PR #2574, opened 2023-11-02
AVRO-3898: [Rust] Schema compatibility should not check namespace

martin-g:
AVRO-3898

* According to the spec (https://avro.apache.org/docs/1.11.1/specification/#schema-resolution) named schemas must check only the unqualified names:

```
both schemas are records with the same (unqualified) name
```

## Verifying this change

* New unit tests are added

## Documentation


woile:
LGTM. Thanks

PR #2583, opened 2023-11-12
AVRO-3901: [Rust] Unit tests and impl for better union support

chupaty:

Demonstrate failing serde serialization and fix for non-trivial union types

## Verifying this change

cargo test  

## Documentation

None added.  We're a bit short in this area...

### DIFF
--- a/lang/rust/avro/src/encode.rs
+++ b/lang/rust/avro/src/encode.rs
@@ -19,7 +19,7 @@ use crate::{
     decimal::serialize_big_decimal,
     schema::{
         DecimalSchema, EnumSchema, FixedSchema, Name, Namespace, RecordSchema, ResolvedSchema,
-        Schema, SchemaKind,
+        UnionSchema, Schema, SchemaKind,
     },
     types::{Value, ValueKind},
     util::{zig_i32, zig_i64},
@@ -71,7 +71,17 @@ pub(crate) fn encode_internal<S: Borrow<Schema>>(
     }
 
     match value {
-        Value::Null => (),
+        Value::Null => {
+            if let Schema::Union(s) = schema {
+                match s.schemas.iter().position(|sch|*sch == Schema::Null) {
+                    None =>
+                        return Err(Error::EncodeValueAsSchemaError {
+                            value_kind: ValueKind::Null,
+                            supported_schema: vec![SchemaKind::Null, SchemaKind::Union], }),
+                    Some(p) => encode_long(p as i64, buffer),
+                }
+            } // else {()}
+        },
         Value::Boolean(b) => buffer.push(u8::from(*b)),
         // Pattern | Pattern here to signify that these _must_ have the same encoding.
         Value::Int(i) | Value::Date(i) | Value::TimeMillis(i) => encode_int(*i, buffer),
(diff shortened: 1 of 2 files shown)


lang/rust/avro/src/encode.rs
```diff
@@ -242,11 +252,26 @@ pub(crate) fn encode_internal<S: Borrow<Schema>>(
...
                     }
                 }
+            } else if let Schema::Union(UnionSchema{ schemas, .. }) = schema {
+                let original_size = buffer.len();
+                for (index,s) in schemas.iter().enumerate() {
+                    encode_long(index as i64, buffer);
+                    match encode_internal(value, s, names, enclosing_namespace, buffer) {
+                        Ok(_) => return Ok(()),
+                        Err(_) => {
+                            buffer.truncate(original_size); //undo any partial encoding
```
martin-g, line 262: Should we exit/break the loop in this case ?

lang/rust/avro/tests/union_schema.rs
· · · · · · ·
▸ **REQUIREMENT**
How many lines of the listing contain "martin"? Say only that number.

▸ **TASK RESULT**
2